By the emersion of enterprise resource planning (ERP) systems, the utilization of data becomes more important in production planning and control (PPC). The incredible wealth of available data in SCM and PPC software raises the question of how to help decision makers in harnessing the organization. The answer to this question has defined the production activity control (PAC) subsystem at the lowest level of MRPII (Vollmann et al. 2005). By means of the PAC system, the sequence of the orders is defined with their release and due times. In fact, PAC cannot take into account the real state of the production environment, and it may produce unrealistic or impractical production plan.

Whereas the MRP-based system cannot follow the large number of shop floor fluctuations, production managers bow to the inevitable complex task of scheduling/rescheduling at the shop floor control. Poor production control may cause serious problems to a firm's ability to meet production requirements and constraints. Many researches have focused on developing DSS tools to face this problem (e.g., Ko and Wang 2010; Caricato and Grieco 2009; Mok 2009; Farrella and Maness 2005; McKay and Wiers 2003). These tools are concerned as complementary applications to the ERP/MRP software.

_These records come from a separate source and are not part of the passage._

PR #2825, opened 2026-04-22
update folder structure to DR001 (independent module repos)

RolandJentschETAS:
update folder structure to DR001 (independent module repos).

See https://eclipse-score.github.io/score/main/design_decisions/DR-001-proc.html

### DIFF
--- a/docs/contribute/general/folder.rst
+++ b/docs/contribute/general/folder.rst
@@ -124,7 +124,7 @@ See also `module template repository <https://github.com/eclipse-score/module_te
                                              Folder containing all artifacts corresponding to one component.
          src/                          -> Source files of the component consisting of
                                              Include files
-                                             Source Files
+                                             Source Files [:need:`wp__sw_implementation`]
                                              Unit tests [:need:`wp__verification_sw_unit_test`]
                                              Test doubles
             <lower_level_comp>/        -> lower level component following <component_name> folder structure
@@ -135,7 +135,7 @@ See also `module template repository <https://github.com/eclipse-score/module_te
             architecture/              -> Component architecture (only if lower level components exist)
                                              [:need:`wp__component_arch`].
             detailed_design/           -> Detailed Design [:need:`wp__sw_implementation`] and
-                                          code inspection [:need:`wp__sw_implementation_inspection`],
+                                          Detail design inspection [:need:`wp__sw_implementation_inspection`],
             requirements/              -> Component requirements [:need:`wp__requirements_comp`],
                                              requirements inspection [:need:`wp__requirements_inspect`]
             safety_analysis/           -> Safety analysis on component level (only if component architecture exists)
--- a/docs/contribute/general/folder.rst
+++ b/docs/contribute/general/folder.rst
@@ -60,8 +60,8 @@ The following shows the folder structure of the platform repository (ordered alp
         requirements/                  -> Requirements on platform level
             stakeholder/               -> Stakeholder requirements [:need:`wp__requirements_stkh`]
             tool/                      -> Tool requirements (not covered in tool repositories)
-            platform_assumptions/      -> Assumptions of use on platform level [:need:`wp__requirements_sw_platform_aou`]
                                              [:need:`wp__requirements_proc_tool`]
+            platform_assumptions/      -> Assumptions of use on platform level [:need:`wp__requirements_sw_platform_aou`]
         safety/                        -> Safety documentation on platform level (SEooC):
                                              [:need:`wp__platform_dfa`], [:need:`wp__platform_safety_manual`],
                                              [:need:`wp__platform_safety_package`], [:need:`wp__fdr_reports`],
--- a/docs/contribute/general/folder.rst
+++ b/docs/contribute/general/folder.rst
@@ -91,8 +91,9 @@ See also `module template repository <https://github.com/eclipse-score/module_te
 .. parsed-literal::
 
    <module_name>/                      -> Folder containing all artifacts corresponding to one module.
+                                             As folder optional if the repository only contains a single module.
       docs/                            -> Documentation of the module
-        features/                      -> All features of the platform
+        features/                      -> All features of the module.
             <feature_name>/            -> Features including sub-folders and feature/component (change) request
                                              [:need:`wp__feat_request`], [:need:`wp__cmpt_request`]
                architecture/           -> Feature architecture [:need:`wp__feature_arch`], [:need:`wp__sw_arch_verification`]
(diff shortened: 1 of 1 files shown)


docs/contribute/general/folder.rst
```diff
@@ -27,15 +27,8 @@ The following shows the folder structure of the platform repository (ordered alp
     docs/                              -> Global documentation of the platform
         contribute/                    -> Description on how to contribute
         features/                      -> All features of the platform
-            <feature_name>/            -> Features including sub-folders and feature (change) request [:need:`wp__feat_request`]
-               architecture/           -> Feature architecture [:need:`wp__feature_arch`]
```
aschemmel-tech, line 31: I think we should also have a folder to put in the "Logical Interface" needs. So keep "architecture" or rename to "interface"

docs/contribute/general/folder.rst
```diff
@@ -27,15 +27,8 @@ The following shows the folder structure of the platform repository (ordered alp
     docs/                              -> Global documentation of the platform
         contribute/                    -> Description on how to contribute
         features/                      -> All features of the platform
```
aschemmel-tech: align with current use and add "design_decisions" here

docs/contribute/general/folder.rst
```diff
@@ -27,15 +27,8 @@ The following shows the folder structure of the platform repository (ordered alp
...
+            <feature_name>/            -> Features including feature id, logical interfaces and feature (change) request [:need:`wp__feat_request`] and belonging sub-folders
                requirements/           -> Feature requirements [:need:`wp__requirements_feat`]
-               safety_analysis/        -> Safety analysis on feature level [:need:`wp__feature_fmea`], [:need:`wp__feature_dfa`]
-               safety_planning/        -> Feature specific safety workproducts planning
-               security_analysis/      -> Security analysis on feature level [:need:`wp__feature_security_analysis`]
-               verification/           -> Feature verification, consisting of Architecture review [:need:`wp__sw_arch_verification`],
-                  integration_tests/   -> Feature Integration tests [:need:`wp__verification_feat_int_test`]
-
         glossary/                      -> Glossary of abbreviations used in the platform context
         introduction/                  -> Background, scope and high-level architecture of the platform features
```
aschemmel-tech: align with current use and add "handbook" here

docs/contribute/general/folder.rst
aschemmel-tech: should remove "modules" here now

aschemmel-tech, line 65: add wp__requirements_sw_platform_aou here?

docs/contribute/general/folder.rst
```diff
@@ -69,47 +62,53 @@ Module Folder Structure
...
+                                          code inspection [:need:`wp__sw_implementation_inspection`],
             requirements/              -> Component requirements [:need:`wp__requirements_comp`]
             safety_analysis/           -> Safety analysis on component level (only if component architecture exists)
                                              [:need:`wp__sw_component_fmea`], [:need:`wp__sw_component_dfa`]
             security_analysis/         -> Security analysis on component level (only if component architecture exists)
-                                             [:need:`wp__sw_component_security_analysis`]
-            verification/              -> Component verification, consisting of Architecture review [:need:`wp__sw_arch_verification`],
-                                          code inspection [:need:`wp__sw_implementation_inspection`],
-               integration_tests/      -> Component integration tests [:need:`wp__verification_comp_int_test`]
-            <lower_level_comp>/        -> Lower level component following <component_name> folder structure
```
aschemmel-tech, line 115: need to keep also lower_level_comp docs folders

docs/contribute/general/folder.rst
```diff
@@ -69,47 +62,53 @@ Module Folder Structure
...
-            details/                   -> Private implementation details of the component following <component_name> folder structure
-
+            tests/                     -> Component-level tests (e.g., unit tests) [wp__verification_sw_unit_test]
+         tests/                        -> Module-level tests (e.g., feature integration tests, system tests) [wp__verification_comp_int_test]
+                                       -> Feature Integration tests [:need:`wp__verification_feat_int_test`]
          docs/                         -> Documentation of the component
             architecture/              -> Component architecture (only if lower level components exist)
                                              [:need:`wp__component_arch`].
             detailed_design/           -> Detailed Design [:need:`wp__sw_implementation`]
+                                          code inspection [:need:`wp__sw_implementation_inspection`],
```
aschemmel-tech: detailed design & code inspection

aschemmel-tech (changes requested):
some findings inline

PandaeDo (changes requested):
I would appriciate if we can complete the definition to all of the wp's that are defined in the processes. This would avoid that they where stored somewhere. And we also can check if somebody is doing so. Currently we have 74 wp's and 31 are not explicitly named.

RolandJentschETAS:
> I would appriciate if we can complete the definition to all of the wp's that are defined in the processes. This would avoid that they where stored somewhere. And we also can check if somebody is doing so. Currently we have 74 wp's and 31 are not explicitly named.

Good idea.

aschemmel-tech:
> I would appriciate if we can complete the definition to all of the wp's that are defined in the processes. This would avoid that they where stored somewhere. And we also can check if somebody is doing so. Currently we have 74 wp's and 31 are not explicitly named.

Did not quite get the point. Can you give an example of a wp which is not "named"? Do you mean every wp should be mentioned in this folder structure? Then I agree.

PandaeDo:
> Did not quite get the point. Can you give an example of a wp which is not "named"? Do you mean every wp should be mentioned in this folder structure? Then I agree.

Yes. All wp should be mentioned in this folder structure.

docs/contribute/general/folder.rst
RolandJentschETAS: Added

docs/contribute/general/folder.rst
RolandJentschETAS: changed

docs/contribute/general/folder.rst
RolandJentschETAS: I have added an "and". Is this enough ?

docs/contribute/general/folder.rst
RolandJentschETAS: Added again with some comments

docs/contribute/general/folder.rst
RolandJentschETAS: Not sure. This is the entry point for the jump page to the modules in the platform. Does we move it to the reference integration ?

RolandJentschETAS: done

docs/contribute/general/folder.rst
RolandJentschETAS: No. This repeats in the src folder of the lower level component itself, because there is it resembled.

RolandJentschETAS:
> > Did not quite get the point. Can you give an example of a wp which is not "named"? Do you mean every wp should be mentioned in this folder structure? Then I agree.
> 
> Yes. All wp should be mentioned in this folder structure.

Have now updated the list with all of the work packages.

docs/contribute/general/folder.rst
aschemmel-tech: Ah, I see. So content is only a list with link to the "official" module repositories documentation. OK

docs/contribute/general/folder.rst
aschemmel-tech: ok, I see that might then also be the reason for renaming src to score.

docs/contribute/general/folder.rst
```diff
@@ -69,47 +86,59 @@ Module Folder Structure
...
-                                             module securty package [:need:`wp__module_security_package`],
+                                             module security package [:need:`wp__module_security_package`],
                                              formal documents reviews [:need:`wp__fdr_reports_security`],
                                              module SW bill of material [:need:`wp__sw_module_sbom`]
          verification_report/          -> Module verification report
-                                             components verifications [:need:`wp__verification_module_ver_report`],
-                                             safety analysis formal reviews [:need:`wp__fdr_reports`]
-
+                                             module verifications [:need:`wp__verification_module_ver_report`],
+   score/                              -> Folder containing all source code artifacts corresponding to the module.
```
aschemmel-tech: It contains more than source code artefacts. Better call "Folder containing all artifacts corresponding to all components of the module."

docs/contribute/general/folder.rst
aschemmel-tech: Ah, sorry misunderstanding: what I meant is: "detailed design inspection & code inspection" which are both in wp__sw_implementation_inspection

aschemmel-tech (changes requested):
re-review: some comments resolved, one new found

docs/contribute/general/folder.rst
RolandJentschETAS: Done.

docs/contribute/general/folder.rst
RolandJentschETAS: That means wp__sw_implementation is more in src folder (line 125) ?

aschemmel-tech: wp_sw_implementation is code and detailed design - because originally we expected that the detailed design would be part of the source code files (e.g. doxygen comments). But now it is defined as rst for the detailed design (manually filled) - I do not know if it stays like this.

aschemmel-tech: and wp__sw_implementation_inspection is one template/document for detailed design and code - we should not split this up.

RolandJentschETAS: Changed

docs/contribute/general/folder.rst
```diff
@@ -69,47 +86,59 @@ Module Folder Structure
...
+                                             module security package [:need:`wp__module_security_package`],
                                              formal documents reviews [:need:`wp__fdr_reports_security`],
                                              module SW bill of material [:need:`wp__sw_module_sbom`]
          verification_report/          -> Module verification report
-                                             components verifications [:need:`wp__verification_module_ver_report`],
-                                             safety analysis formal reviews [:need:`wp__fdr_reports`]
-
+                                             module verifications [:need:`wp__verification_module_ver_report`],
+   score/                              -> Folder containing all artifacts corresponding to all components of the module.
       <component_name>/                -> Components of the module.
```
PandaeDo: I would find it a litte bit easier to use the same structure. We have docs/feature/<feature_name>/ and <module_name>/docs/

docs/contribute/general/folder.rst
```diff
@@ -69,47 +86,59 @@ Module Folder Structure
...
                                              Folder containing all artifacts corresponding to one component.
-
          src/                          -> Source files of the component consisting of
```
PandaeDo: Might switch this with docs to keep alphabetial order

docs/contribute/general/folder.rst
```diff
@@ -69,47 +86,59 @@ Module Folder Structure
...
                                              Include files
-                                             Source Files
+                                             Source Files [:need:`wp__sw_implementation`]
                                              Unit tests [:need:`wp__verification_sw_unit_test`]
                                              Test doubles
             <lower_level_comp>/        -> lower level component following <component_name> folder structure
```
PandaeDo: Might switch this with details to keep alphabetial order

PandaeDo (changes requested):
Some small additional findings and why you don't add all of the workproducts to the folder structure? I think the definition could really be helpful for the moment until we are not able to tool based solution that you can store it whereever (the computer) want's it.

docs/contribute/general/folder.rst
RolandJentschETAS: Done.

docs/contribute/general/folder.rst
RolandJentschETAS: Done

docs/contribute/general/folder.rst
RolandJentschETAS: I do not understand ...  You mean because "docs" is on module level first ? Or you mean the opposite of platform structure and module structure ?

<module_name> is only optional if (by whatever reason) you have two modules in a repo. Never seen this use case, but I led it open. Normally <module_name> is empty and therefore it starts from root. So in the platform it starts with /docs and in the module as well with /docs. On both places then we go on with /docs/features for the feature documentation.

PandaeDo (approved):
LGTM, me findings are solved/discussed.

aschemmel-tech (approved):
comments resolved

Unfortunately, few success stories have been reported on creating production planning and logistics in a real factory, and there are still many challenges that remain (McKay and Black 2007). In the absence of one sole issue for PPS success or failure (McKay and Wiers 20032004), one potential issue related to the failure of a planning system is the lack of information system and DSS tools for detailed production planning. This was the first insight obtained from this case study (see Table 1).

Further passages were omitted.